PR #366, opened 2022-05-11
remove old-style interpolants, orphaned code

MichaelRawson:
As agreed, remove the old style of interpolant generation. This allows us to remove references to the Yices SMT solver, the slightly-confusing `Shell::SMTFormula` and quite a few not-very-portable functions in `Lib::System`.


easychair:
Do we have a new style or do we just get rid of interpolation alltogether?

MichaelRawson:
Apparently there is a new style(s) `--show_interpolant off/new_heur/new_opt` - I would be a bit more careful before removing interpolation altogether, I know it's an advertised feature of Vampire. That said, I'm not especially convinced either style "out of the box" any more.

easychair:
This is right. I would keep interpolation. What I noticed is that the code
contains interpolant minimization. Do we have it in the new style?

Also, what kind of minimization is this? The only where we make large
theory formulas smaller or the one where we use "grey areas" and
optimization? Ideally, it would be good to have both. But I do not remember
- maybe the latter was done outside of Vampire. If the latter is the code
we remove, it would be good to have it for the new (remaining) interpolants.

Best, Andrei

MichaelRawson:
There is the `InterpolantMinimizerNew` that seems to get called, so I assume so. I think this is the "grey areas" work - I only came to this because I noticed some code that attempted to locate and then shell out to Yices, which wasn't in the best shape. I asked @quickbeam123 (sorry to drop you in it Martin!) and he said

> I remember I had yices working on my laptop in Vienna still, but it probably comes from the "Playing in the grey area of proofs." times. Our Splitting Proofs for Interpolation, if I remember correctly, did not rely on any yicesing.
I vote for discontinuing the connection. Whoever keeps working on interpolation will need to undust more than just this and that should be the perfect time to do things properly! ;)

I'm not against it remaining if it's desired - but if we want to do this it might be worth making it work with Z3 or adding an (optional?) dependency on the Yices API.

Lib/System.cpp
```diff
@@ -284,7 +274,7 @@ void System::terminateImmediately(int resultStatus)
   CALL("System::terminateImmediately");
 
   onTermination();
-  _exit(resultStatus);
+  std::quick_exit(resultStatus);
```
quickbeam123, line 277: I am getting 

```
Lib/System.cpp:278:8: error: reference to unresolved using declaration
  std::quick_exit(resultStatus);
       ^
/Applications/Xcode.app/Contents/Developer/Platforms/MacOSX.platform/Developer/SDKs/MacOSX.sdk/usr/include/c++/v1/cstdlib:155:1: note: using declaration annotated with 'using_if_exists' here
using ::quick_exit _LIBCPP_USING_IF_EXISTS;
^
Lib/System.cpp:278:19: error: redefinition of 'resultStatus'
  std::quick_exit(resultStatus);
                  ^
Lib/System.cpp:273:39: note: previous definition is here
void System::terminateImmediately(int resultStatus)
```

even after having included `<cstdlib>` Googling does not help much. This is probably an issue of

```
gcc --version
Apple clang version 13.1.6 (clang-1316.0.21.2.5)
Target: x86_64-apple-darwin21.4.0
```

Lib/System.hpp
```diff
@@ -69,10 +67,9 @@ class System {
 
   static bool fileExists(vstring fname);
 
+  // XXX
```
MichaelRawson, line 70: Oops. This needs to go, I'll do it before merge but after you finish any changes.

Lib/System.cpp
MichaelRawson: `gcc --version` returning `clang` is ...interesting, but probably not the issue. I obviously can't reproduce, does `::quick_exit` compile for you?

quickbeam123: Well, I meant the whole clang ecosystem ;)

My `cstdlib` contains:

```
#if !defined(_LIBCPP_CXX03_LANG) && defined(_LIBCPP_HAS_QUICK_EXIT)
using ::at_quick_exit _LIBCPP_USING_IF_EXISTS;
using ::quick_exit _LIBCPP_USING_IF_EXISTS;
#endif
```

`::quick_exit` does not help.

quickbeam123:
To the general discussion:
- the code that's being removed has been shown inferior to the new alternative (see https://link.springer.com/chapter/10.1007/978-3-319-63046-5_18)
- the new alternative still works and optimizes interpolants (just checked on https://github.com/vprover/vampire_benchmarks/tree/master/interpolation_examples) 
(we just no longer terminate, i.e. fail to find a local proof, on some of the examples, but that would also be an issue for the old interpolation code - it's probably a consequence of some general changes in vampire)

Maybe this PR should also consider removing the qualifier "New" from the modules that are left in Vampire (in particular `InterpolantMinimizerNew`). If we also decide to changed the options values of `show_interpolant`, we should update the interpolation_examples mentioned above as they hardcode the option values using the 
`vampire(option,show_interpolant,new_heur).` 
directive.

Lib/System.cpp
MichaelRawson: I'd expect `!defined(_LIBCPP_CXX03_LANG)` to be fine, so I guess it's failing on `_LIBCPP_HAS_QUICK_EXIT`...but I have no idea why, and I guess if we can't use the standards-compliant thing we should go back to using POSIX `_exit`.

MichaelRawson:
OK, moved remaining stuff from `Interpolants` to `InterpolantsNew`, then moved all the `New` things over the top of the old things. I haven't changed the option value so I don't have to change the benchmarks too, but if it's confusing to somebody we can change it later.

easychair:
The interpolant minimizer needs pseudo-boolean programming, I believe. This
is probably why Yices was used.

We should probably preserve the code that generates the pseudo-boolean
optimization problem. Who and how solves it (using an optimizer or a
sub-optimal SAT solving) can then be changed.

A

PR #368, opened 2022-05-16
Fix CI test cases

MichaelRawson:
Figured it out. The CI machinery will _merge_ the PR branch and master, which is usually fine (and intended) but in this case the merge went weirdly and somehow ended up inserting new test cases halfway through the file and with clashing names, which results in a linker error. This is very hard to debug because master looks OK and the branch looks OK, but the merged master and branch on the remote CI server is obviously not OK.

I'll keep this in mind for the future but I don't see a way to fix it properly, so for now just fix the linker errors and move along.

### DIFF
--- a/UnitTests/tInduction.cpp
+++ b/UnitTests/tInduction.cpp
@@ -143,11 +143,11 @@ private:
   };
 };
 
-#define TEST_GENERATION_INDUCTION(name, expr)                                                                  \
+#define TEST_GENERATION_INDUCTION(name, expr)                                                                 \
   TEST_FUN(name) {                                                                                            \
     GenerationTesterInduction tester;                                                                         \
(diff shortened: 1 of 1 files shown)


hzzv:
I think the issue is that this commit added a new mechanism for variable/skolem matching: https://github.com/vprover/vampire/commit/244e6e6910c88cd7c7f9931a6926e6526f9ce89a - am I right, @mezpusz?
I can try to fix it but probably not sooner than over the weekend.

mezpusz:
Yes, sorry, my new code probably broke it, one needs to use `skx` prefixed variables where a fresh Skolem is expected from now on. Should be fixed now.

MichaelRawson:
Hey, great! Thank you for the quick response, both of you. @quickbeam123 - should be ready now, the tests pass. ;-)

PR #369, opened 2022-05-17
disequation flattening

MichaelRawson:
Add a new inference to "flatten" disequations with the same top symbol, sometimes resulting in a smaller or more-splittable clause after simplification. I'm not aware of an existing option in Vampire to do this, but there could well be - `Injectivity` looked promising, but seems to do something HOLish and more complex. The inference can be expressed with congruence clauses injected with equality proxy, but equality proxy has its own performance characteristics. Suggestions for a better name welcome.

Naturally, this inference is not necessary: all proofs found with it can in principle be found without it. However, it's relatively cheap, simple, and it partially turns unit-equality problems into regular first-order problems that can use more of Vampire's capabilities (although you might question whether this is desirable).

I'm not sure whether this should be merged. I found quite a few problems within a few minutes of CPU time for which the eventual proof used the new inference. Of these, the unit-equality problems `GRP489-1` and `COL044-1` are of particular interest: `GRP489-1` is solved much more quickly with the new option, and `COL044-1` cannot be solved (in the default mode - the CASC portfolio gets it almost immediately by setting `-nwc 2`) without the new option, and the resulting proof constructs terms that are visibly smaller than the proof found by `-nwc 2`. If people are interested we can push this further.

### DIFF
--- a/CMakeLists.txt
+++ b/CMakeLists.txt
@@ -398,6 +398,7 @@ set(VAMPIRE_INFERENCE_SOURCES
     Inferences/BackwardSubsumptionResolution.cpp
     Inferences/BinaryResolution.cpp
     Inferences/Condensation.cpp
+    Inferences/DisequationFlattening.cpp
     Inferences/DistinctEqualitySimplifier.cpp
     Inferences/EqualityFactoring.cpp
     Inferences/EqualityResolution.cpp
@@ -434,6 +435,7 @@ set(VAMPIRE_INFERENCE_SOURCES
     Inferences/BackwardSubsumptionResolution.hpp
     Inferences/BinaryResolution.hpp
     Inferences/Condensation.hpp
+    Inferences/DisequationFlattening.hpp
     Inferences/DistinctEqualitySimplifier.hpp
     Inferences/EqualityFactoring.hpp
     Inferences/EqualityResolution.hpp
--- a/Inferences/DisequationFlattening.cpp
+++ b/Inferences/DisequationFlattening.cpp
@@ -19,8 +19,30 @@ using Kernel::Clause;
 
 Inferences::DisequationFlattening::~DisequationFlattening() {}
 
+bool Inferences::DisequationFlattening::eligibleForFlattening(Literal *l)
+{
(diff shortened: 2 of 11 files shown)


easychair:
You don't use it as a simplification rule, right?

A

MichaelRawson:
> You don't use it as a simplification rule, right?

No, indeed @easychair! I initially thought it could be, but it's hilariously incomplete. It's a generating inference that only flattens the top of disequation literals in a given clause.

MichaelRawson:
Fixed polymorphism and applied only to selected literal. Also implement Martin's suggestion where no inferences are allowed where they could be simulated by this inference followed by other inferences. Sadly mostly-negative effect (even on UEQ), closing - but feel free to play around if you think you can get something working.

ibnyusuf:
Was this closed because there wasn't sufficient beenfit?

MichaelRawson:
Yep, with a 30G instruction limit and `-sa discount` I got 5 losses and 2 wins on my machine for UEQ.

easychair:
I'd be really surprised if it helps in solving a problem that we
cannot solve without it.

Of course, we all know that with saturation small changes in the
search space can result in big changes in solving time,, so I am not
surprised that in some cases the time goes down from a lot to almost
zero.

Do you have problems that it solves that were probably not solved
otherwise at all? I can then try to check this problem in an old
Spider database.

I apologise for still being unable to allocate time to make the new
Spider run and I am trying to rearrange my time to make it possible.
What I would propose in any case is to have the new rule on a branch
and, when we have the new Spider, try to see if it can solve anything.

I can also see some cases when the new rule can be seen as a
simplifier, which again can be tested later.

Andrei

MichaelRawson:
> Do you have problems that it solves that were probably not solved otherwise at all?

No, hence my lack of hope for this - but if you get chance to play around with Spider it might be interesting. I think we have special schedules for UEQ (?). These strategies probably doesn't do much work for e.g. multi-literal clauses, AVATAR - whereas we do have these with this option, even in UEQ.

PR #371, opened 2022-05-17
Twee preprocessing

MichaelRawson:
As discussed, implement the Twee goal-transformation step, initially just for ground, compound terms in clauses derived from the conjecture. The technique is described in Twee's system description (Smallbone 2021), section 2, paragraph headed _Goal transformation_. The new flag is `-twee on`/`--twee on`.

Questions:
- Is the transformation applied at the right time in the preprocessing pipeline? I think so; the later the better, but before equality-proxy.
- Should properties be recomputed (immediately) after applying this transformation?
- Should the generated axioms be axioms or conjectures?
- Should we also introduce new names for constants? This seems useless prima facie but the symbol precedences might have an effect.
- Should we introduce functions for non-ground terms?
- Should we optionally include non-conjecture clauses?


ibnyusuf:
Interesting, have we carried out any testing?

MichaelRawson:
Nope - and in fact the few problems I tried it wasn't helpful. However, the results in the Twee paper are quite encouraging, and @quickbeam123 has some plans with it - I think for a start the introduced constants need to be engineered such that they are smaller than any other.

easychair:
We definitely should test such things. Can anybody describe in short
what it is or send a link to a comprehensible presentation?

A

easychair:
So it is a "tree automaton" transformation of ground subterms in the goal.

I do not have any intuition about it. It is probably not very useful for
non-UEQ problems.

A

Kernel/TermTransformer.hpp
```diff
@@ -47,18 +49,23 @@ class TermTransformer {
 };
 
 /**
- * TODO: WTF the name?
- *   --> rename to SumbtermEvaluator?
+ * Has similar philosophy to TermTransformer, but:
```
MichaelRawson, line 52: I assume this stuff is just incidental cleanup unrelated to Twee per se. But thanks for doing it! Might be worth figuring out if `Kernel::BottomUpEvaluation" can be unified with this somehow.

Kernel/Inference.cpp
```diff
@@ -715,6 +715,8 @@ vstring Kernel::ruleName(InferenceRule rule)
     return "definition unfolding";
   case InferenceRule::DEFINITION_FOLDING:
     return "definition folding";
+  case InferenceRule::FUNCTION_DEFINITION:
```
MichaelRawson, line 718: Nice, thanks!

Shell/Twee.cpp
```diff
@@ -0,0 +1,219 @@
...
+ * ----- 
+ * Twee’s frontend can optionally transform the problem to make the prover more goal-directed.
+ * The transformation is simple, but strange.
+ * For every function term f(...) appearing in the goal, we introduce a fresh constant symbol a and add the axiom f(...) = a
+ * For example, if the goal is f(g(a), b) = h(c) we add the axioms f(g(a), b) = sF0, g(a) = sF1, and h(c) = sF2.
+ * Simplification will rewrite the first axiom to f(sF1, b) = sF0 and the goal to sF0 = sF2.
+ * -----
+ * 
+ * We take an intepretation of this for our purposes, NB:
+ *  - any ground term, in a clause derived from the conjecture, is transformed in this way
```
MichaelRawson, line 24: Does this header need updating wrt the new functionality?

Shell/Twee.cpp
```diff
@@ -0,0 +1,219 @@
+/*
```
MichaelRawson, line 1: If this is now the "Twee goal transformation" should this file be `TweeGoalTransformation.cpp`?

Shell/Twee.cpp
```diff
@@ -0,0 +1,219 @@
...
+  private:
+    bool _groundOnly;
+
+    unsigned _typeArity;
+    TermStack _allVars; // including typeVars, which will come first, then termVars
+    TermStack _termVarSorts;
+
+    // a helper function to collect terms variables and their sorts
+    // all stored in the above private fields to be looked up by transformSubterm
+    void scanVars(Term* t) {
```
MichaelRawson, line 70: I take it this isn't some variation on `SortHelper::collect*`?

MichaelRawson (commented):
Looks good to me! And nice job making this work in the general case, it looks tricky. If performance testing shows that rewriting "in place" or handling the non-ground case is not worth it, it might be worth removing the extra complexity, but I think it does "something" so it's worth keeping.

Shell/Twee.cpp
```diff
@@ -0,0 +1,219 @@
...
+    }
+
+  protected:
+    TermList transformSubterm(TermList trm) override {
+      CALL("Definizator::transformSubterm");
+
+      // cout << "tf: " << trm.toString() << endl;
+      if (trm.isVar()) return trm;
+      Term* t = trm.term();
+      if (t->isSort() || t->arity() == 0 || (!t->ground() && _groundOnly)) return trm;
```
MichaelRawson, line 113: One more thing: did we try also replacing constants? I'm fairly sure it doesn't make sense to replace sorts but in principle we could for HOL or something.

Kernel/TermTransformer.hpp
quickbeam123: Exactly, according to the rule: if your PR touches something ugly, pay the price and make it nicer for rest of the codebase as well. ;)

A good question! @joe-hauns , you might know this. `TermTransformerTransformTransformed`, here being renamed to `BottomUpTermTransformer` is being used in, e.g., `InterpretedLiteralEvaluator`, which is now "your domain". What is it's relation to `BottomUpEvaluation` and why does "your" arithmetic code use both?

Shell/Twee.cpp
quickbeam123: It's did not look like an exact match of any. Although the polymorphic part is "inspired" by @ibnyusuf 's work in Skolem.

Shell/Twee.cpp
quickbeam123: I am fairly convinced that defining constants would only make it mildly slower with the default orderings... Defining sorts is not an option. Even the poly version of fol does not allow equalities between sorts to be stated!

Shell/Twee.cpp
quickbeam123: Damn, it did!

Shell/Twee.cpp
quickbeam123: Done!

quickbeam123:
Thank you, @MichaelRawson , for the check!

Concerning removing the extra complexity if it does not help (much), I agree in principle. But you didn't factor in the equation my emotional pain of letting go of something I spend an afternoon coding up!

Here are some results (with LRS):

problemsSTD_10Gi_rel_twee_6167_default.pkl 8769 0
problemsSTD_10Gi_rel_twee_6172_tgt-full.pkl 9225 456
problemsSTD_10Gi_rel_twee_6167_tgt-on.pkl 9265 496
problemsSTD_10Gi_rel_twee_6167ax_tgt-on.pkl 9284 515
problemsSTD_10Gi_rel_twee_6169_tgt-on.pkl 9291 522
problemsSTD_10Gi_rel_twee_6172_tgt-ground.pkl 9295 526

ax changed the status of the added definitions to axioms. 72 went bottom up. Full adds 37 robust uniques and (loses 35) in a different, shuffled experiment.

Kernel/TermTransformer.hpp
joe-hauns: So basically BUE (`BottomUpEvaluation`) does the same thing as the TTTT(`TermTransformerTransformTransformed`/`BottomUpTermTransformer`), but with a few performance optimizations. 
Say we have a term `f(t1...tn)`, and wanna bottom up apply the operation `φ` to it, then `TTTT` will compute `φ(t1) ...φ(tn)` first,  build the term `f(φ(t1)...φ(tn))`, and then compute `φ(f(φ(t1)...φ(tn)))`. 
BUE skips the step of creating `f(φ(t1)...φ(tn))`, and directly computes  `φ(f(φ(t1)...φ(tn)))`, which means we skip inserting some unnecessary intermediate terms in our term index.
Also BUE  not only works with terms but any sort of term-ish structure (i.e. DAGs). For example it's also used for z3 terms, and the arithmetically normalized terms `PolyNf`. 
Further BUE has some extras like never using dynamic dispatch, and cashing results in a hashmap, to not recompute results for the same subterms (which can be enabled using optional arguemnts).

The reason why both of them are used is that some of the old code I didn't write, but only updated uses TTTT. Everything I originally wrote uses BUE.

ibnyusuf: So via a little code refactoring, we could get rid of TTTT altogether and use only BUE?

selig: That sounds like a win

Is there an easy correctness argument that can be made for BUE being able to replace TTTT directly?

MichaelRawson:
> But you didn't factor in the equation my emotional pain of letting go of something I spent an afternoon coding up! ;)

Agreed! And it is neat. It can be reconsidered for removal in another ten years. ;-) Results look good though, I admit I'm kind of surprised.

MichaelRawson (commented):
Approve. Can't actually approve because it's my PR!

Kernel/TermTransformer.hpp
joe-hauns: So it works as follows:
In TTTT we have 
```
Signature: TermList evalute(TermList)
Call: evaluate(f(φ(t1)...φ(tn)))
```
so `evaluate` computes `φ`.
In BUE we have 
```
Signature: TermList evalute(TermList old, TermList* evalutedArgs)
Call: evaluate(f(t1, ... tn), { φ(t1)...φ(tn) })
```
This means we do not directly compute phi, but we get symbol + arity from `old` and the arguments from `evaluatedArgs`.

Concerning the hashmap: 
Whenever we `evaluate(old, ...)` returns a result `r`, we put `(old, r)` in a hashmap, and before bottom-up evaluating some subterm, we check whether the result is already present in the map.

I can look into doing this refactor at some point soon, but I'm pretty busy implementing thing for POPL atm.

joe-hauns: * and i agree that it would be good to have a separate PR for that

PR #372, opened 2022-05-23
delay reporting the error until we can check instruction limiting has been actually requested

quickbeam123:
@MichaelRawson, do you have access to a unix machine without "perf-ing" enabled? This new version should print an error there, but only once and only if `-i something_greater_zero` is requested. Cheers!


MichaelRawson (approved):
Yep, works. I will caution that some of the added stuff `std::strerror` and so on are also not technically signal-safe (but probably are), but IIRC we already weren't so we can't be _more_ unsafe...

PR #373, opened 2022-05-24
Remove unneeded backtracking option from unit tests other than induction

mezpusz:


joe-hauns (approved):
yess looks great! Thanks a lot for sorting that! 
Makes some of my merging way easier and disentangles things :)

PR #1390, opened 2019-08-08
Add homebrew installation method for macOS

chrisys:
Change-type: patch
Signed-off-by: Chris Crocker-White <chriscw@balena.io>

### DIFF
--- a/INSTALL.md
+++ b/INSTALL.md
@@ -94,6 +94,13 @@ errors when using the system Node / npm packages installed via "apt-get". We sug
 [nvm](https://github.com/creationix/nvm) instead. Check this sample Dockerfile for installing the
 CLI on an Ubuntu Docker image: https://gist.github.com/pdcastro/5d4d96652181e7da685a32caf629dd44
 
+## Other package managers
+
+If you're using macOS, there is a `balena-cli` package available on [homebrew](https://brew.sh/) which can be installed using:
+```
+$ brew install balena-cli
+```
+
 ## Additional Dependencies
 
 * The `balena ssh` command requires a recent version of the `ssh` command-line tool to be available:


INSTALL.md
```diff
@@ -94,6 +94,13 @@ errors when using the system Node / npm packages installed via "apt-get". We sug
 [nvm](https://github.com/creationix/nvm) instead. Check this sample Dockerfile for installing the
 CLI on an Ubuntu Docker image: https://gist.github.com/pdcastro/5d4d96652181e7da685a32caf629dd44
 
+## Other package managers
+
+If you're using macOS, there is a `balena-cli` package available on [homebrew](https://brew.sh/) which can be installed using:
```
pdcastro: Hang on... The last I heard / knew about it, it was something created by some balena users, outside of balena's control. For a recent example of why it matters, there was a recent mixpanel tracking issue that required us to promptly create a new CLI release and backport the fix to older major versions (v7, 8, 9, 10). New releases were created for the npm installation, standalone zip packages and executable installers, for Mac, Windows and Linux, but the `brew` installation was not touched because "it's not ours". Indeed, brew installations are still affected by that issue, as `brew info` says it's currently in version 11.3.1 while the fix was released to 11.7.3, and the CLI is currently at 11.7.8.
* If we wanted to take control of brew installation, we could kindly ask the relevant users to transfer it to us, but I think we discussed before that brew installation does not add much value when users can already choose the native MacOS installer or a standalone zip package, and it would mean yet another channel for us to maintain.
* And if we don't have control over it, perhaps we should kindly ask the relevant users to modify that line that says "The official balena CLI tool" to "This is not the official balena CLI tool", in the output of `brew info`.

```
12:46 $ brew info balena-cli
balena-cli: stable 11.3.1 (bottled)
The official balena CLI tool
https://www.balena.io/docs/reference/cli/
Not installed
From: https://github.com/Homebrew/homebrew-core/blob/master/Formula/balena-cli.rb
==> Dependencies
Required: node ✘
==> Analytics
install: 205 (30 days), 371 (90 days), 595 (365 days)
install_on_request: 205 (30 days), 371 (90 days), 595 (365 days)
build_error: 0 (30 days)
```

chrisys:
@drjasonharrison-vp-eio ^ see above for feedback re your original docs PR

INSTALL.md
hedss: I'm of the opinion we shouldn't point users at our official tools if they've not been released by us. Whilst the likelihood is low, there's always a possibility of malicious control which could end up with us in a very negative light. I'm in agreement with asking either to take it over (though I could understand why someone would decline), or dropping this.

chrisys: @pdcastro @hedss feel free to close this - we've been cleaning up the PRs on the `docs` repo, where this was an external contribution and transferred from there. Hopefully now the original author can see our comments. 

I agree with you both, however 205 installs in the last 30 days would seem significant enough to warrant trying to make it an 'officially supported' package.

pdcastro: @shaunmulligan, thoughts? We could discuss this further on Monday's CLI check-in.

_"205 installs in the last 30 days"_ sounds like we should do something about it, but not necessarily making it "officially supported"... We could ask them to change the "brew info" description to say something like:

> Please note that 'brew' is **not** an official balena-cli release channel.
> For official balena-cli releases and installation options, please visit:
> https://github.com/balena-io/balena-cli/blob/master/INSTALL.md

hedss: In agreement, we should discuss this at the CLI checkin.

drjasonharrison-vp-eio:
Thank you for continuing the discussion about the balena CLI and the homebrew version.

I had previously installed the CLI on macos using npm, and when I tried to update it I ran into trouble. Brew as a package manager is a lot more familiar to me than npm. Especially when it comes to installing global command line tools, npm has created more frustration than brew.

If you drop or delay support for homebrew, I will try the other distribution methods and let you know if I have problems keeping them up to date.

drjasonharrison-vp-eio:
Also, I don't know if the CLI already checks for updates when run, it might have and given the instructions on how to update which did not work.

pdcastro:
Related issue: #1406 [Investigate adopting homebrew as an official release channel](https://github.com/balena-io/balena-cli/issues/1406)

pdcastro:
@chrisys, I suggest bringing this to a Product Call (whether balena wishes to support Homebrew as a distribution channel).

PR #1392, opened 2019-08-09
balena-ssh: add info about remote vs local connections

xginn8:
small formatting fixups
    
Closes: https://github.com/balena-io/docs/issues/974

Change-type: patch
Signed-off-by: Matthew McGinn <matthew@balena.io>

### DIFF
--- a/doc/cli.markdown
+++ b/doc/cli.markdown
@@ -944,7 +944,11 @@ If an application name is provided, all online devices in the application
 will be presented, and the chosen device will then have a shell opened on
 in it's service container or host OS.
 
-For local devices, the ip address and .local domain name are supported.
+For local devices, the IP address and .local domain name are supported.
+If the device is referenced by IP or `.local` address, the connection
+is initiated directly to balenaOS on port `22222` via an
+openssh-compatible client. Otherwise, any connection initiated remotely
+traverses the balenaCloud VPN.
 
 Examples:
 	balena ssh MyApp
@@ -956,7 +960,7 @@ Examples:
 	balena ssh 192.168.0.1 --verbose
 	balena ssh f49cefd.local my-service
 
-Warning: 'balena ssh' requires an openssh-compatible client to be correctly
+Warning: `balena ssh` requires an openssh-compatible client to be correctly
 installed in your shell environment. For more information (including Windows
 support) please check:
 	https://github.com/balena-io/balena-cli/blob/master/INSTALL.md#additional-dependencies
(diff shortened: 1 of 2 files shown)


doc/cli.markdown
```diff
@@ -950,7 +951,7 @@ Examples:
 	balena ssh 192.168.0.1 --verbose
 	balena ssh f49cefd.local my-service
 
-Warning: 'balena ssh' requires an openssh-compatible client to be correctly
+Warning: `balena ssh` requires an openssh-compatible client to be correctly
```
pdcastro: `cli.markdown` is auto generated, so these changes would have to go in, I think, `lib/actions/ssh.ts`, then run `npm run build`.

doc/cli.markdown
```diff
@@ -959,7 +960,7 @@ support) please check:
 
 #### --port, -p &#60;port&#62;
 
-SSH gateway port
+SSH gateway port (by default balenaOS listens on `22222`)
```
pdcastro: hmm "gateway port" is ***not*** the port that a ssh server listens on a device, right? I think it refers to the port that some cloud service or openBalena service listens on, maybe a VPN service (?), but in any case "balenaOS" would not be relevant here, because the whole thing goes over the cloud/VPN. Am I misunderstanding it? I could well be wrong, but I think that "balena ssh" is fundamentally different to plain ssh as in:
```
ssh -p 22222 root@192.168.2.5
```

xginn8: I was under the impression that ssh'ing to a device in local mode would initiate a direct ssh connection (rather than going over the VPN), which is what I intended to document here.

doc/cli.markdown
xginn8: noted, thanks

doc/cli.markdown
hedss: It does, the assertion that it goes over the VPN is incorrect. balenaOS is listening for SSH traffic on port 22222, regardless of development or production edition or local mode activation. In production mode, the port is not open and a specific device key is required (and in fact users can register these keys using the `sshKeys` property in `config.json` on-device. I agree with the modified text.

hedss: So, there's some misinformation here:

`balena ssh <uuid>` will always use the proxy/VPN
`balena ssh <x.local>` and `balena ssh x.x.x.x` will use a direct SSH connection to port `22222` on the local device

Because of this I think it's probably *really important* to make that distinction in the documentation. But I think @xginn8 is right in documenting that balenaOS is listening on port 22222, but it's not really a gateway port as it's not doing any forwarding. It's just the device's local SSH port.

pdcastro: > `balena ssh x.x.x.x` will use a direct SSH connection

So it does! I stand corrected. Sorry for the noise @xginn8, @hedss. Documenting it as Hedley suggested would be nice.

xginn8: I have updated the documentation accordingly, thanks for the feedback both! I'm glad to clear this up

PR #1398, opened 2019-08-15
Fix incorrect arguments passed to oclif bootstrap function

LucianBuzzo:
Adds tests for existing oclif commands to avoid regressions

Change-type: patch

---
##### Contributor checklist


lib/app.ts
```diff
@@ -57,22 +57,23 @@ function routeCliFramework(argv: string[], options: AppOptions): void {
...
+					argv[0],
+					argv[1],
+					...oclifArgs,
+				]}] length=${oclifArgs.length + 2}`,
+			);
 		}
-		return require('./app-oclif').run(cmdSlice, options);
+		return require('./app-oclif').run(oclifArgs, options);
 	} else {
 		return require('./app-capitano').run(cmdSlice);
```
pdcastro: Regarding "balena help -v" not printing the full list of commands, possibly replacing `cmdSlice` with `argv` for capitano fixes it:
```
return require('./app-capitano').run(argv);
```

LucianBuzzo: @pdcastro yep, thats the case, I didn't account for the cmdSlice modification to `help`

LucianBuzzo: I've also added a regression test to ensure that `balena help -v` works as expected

Work required. Every line in the data above that contains the word "works" counts; report how many there are and nothing more.

Task answer. 5